# Shelby Supreme Bicycle from eBay



## detroitbike (Feb 15, 2014)

Well here's pix of the eBay bike......




.....


----------



## detroitbike (Feb 15, 2014)

*more pix*

Tank is super clean with only some minor surface rust,
  wheels look correct; are they?
  lens is intact and pedals which I removed for transport are Torrington '8's'


----------



## JAF/CO (Feb 15, 2014)

very nice and thanks for the extra pics


----------



## detroitbike (Feb 15, 2014)

*Battery tray*

Can someone tell me
 What am I missing in the battery compartment?
  Seat is quite nice ..


----------



## dougfisk (Feb 15, 2014)

detroitbike said:


> ...wheels look correct; are they?




Does the red stripe seem to match the red pins on the bike?  If so, I don't think anyone alive can tell you they are not...
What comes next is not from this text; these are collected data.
PR #5600, opened 2023-02-14
Align data points

hreintke:
Hi,

In the 2022.2 version, the column counter graphs for the daily, weekly, monthly and yearly are not aligned to the datapoints.
(Compare graphs does correctly align).

See f.e. a monthly column graph: 

Monthly2022 2

And weekly column graph

Weekly2022 2

In the beta version there is a commit fbac957 dd 25/12/2022 which solves this for the weekly graph.

WeeklyBeta

This PR applies the same update for the daily, monthly and yearly graphs.

MonthlyPR

Disclaimer : I only have a small Domoticz implementation and cannot test/verify all configurations.


gizmocuz:
Thank you for this PR! Is it possible to undo the changes in the ZWaveBase.cpp file?
Reason for this is that this file is going to be removed this week

hreintke:
Hi,

I don't know where the ZWaveBase.cpp update comes from.
It is not in my local repo, neither in my cloned version on Github.

Can it be caused by my PR to the development branch instead of master ? 

If so do you want me to close this PR and submit another ?

gizmocuz:
No you are correct to make PR's against the developers branch, this is the default
You can keep pushing against your forked and this PR will automatically update.

gizmocuz:
But you can create a new PR if you wish

hreintke:
Sorry, I read somewhere that PR's should go to master.

I branched from master in my local to create the PR. Can that be the reason ?

gizmocuz:
No, PR's should be made against the active branch (which is the dev branch in our case)
Maybe best to delete this PR and make a new one.

hreintke:
Redone, See PR #5601

arjendekorte:
I'm not certain that the changes in PR #5600 (or PR #5601 for that matter) are aesthetically pleasing for the day graph. Unlike the week/month graphs where this does help, it makes more sense to display the hourly usage of say 15:00 to 16:00 on a graph between the markers 15:00 and 16:00, rather than centered on either the 15:00 or 16:00 marker.

hreintke:
I consider the timing of the measurement, in your example 16:00 as the point of data.
I did not test and don't know how it would display when there is only an update every 2 hours. 
Will test if you want.
I you want to revert part of the PR, do you want me to submit one with the reversion code ?

gizmocuz:
@hreintke , no I think it is find. The issue was something else and arjen should not have mentioned this PR
Thanks for responding!

arjendekorte:
Nope, different issue here. I fully agree that it make a lot of sense to align the graphs with the data points for the week and month. For the daily graph, I'm not so sure.

The bars in the daily graph indicate usage not at a certain point in time (or a day in the weekly or monthly graphs), but in a one hour period. Previously it was very clear which one. The graph for 14:00 (usage between 14:00 and 15:00) would be displayed between the 14:00 and 15:00 markers (even when the latter wasn't shown). With this change, it is displayed at the 14:00 marker, making it not immediately clear which one hour period it represents).

Not a big deal, but IMHO aesthetically not pleasing.

hreintke:
@gizmocuz OK, I take no action from my side now.
If you want something changed. just let me know.

gizmocuz:
Thanks, If you have/see other great ideas please continue making PR's 👌

PR #5605, opened 2023-02-16
Removing obsolete OpenZWave (Use ZWaveJS-UI with MQTT-AD)

gizmocuz:


.github/workflows/development.yml
```diff
@@ -19,7 +19,7 @@ jobs:
   # This workflow contains a single job called "build"
   build:
     # The type of runner that the job will run on
-    #runs-on: ubuntu-latest   # Per Dec 2022 latest = 22.04 with GCC 11, OpenSSL3.0 and this breaks building OpenZwave
+    #runs-on: ubuntu-latest   # Per Dec 2022 latest = 22.04 with GCC 11, OpenSSL3.0
     runs-on: ubuntu-20.04
```
kiddigital: Let's also switch to 22.04 now, so we have some time to see if everything plays nice with OpenSSL3 in the coming Beta's

gizmocuz: I will upgrade the workflow, but it's not used in the final builds

MikeyMan83: Why remove this? I have zero appetite to go to the MQTT zwave plugin after testing. And I'm not the only one. Just add a comment to it and leave it in.

MadPatrick: My vote for keeping OZW, but it look like it will be inevitable.
Just leave it out for Ubuntu if this is the problem

gizmocuz: This has mentioned before.
OZW is not being developed anymore.
ZWaveJS-UI is actively developed and working way better and faster.
It is not so hard to switch, done it myself a long time ago.
You do not need to learn all your devices again.
It is a matter of replacing the old with the new devices in Domoticz
Yes it will take some time, but than that is it.

"I am still using Windows 98 because I do not like the new Windows"

Again, for about a year this is mentioned, I suppose to test it asap

I put hundreds (maybe about a thousand) hours in OZW but it's time to say goodbye!

MikeyMan83: Lots of people don't see the benefit of the swap. The comparison to windowd98 is poor to say the least. Its not an OS and there is no harm in keeping it in just like any other plugin. If it works it works. And that it does. With many, many hours of configuration in scripts and automation.

I tried the move and found it to be a step back. And im not the only one. Just getting it set up requires a degree in advanced IT and imo a dedicated mqtt server and takes up much more resources. How would a simple domoticz user ever do it? Honestly, it's less of a hassle to move to HA. 

Replacing the old with the new doesn't work at all and the order all devices is totally messed up. If it ever shows up because there wasn't an mqtt message yet. The whole principe of using a message service got this kind of device integration is wrong.

Oh and btw, half of my devices are not supported. While they are working fine in that old 'windows 98'. So no, its not an improvement in any way. Apart from the theory of being 'developed'. Whatever that may mean.

gizmocuz: The comparison is spot on!

Firstly, ZWave is not for a simple Domoticz user.
Secondly, Installing MQTT via docker compose as well as ZWaveJS-UI is not complicated.

Third, honestly, if you move to HA, you will be using ZWaveJS-UI.

Replacing old with new is working, you will not be the first one doing this.
The IDX of the new device will be the same as the old device.
Even if you use the device names as ID, naming the device correct will make sure your scripts are continue to work

MikeyMan83: Not that hard? It took me several days to get this shit up and running. Compared to originally plugging in a USB stick and adding a plugin. Which once took me ten minutes to set up at most. And by the looks of the reactions on the forum I'm not the only one. The migration manual that user andrehj has written is multiple pages long. And prone to errors.

The comparison isn't spot on at all. The reason for not using win98 anymore is that it's successors are better and or safer. Not the subjective mantra of being supported. 

Like I said, half of my devices is not supported, and the whole mqtt mechanism for this kind of integration is flawed. Is that an improvement?

I have been able to use the MQTT devices in domoticz, but replacing a device that is not available is technically impossible. You can only do that from the dashboard tabs, and guess what happens to devices that are not available.

All well and nice that it is working for you. But there's a broader userbase than just programmers. in theory I understand the whole 'in development' argument, buy at this point I'm not buying for a second that the mqtt solution is an objective improvement at all.

But the whole point was; putting the new stuff in is one thing. Buy why actively break the old stuff?

gizmocuz: So did you install everything via docker compose? If not, here's your problem.

Regarding your comment "not all my devices are supported", I would suggest opening a ticket for this ASAP.
Of course, from a simple user's perspective it's nice to wait until something should work and then take the jump.

Why remove old not-supported stuff from a project? To clean it up. I guess you have to look at this PR to see all the extra shit we need to keep in here.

What does the front hub say on it, and what does the brake arm look like?


----------



## dougfisk (Feb 15, 2014)

detroitbike said:


> View attachment 137613




Nice survivor... I don't think I have seen that taillight setup before.


----------



## rollfaster (Feb 15, 2014)

*The infamous supreme*

Nice. Isn't that an evinrude hanging out back there?


----------



## 41rollfast (Feb 15, 2014)

*Wow*

Great bike. Thanks for sharing!!!


----------



## slick (Feb 15, 2014)

You got an incredible deal on that bike! I figured it would go for $2800. I was damn close. I believe every inch of that bike is correct in originality except the taillight that does boggle me a bit. I would love to see how it's mounted on the underside of the rack please. Other than that, all i can say is....i'm jealous. Great bike and i'm glad a Caber got it. I bet that paint would polish up very nicely and some wax afterwards and that bike would look killer!!!


----------



## COB (Feb 16, 2014)

Congratulations! Killer bike! Thanks for posting the pictures. It looks way better than it did in the ebay photos. Did you get any more of the story on the bike?


----------



## detroitbike (Feb 16, 2014)

*Story on the find*

The bike was at an estate sale in the sticks of Ohio. Was for sale for 2 days for 150
 and there were no takers. Fellow offered 125.00 and bought it. He had it for 1 year with hopes of doing a 
 Resto on it but luckily didn't do anything to it. They would have stopped the auction if some one had offered
 2-250 for it But were suspicious when someone offered 350.00.  I told them to let it ride and they did.
  she had gotten offers up to 3000 AND a 'name your price offer'.
   The 'will not ship' helped to keep the price down.


----------



## Oldnut (Feb 16, 2014)

*Shelby*

Glad you got the bike,untouched  it makes the bike what it is iconic.can't wait to see it cleaned up


----------



## kccomet (Feb 16, 2014)

great back story on the bike offered for 150 at an estate sale no takers. i thought 2800 too, mainly because of no shipping, that had to narrow the bidding down quite a bit. great bike glad you got it, even more so that the so called restoration never happened


----------



## poolboy1 (Feb 17, 2014)

detroitbike said:


> Tank is super clean with only some minor surface rust,
> wheels look correct; are they?
> lens is intact and pedals which I removed for transport are Torrington '8's'
> View attachment 137601
> ...




Very cool!!! It goes to show the way they built bikes... What ever parts they had.. This a Hiawatha with Shelby fender badge with rear reflector fenders....Chris i sold you a set of fluted fenders like this.. It is not a deluxe of Shelby or Hiawatha.


----------



## poolboy1 (Feb 17, 2014)

My bad!!! This is a Shelby with Hiawatha tank sprocket rack...


----------



## bricycle (Feb 17, 2014)

57 spitfire said:


> Nice. Isn't that an evinrude hanging out back there?




yes it is.


----------



## bricycle (Feb 17, 2014)

I guess I am missing something.... what did you pay for it??? pm if you wish, or not... Cool bike!!!!!!!!!!


----------



## BB Rider (Feb 17, 2014)

*Should clean up very nicely......*

Please post pics when you've refurbished this old survivor. Love to see those before and after photos!


----------



## John (Feb 17, 2014)

Great bike at a great price!


----------



## redline1968 (Feb 17, 2014)

bricycle said:


> I guess I am missing something.... what did you pay for it??? pm if you wish, or not... Cool bike!!!!!!!!!!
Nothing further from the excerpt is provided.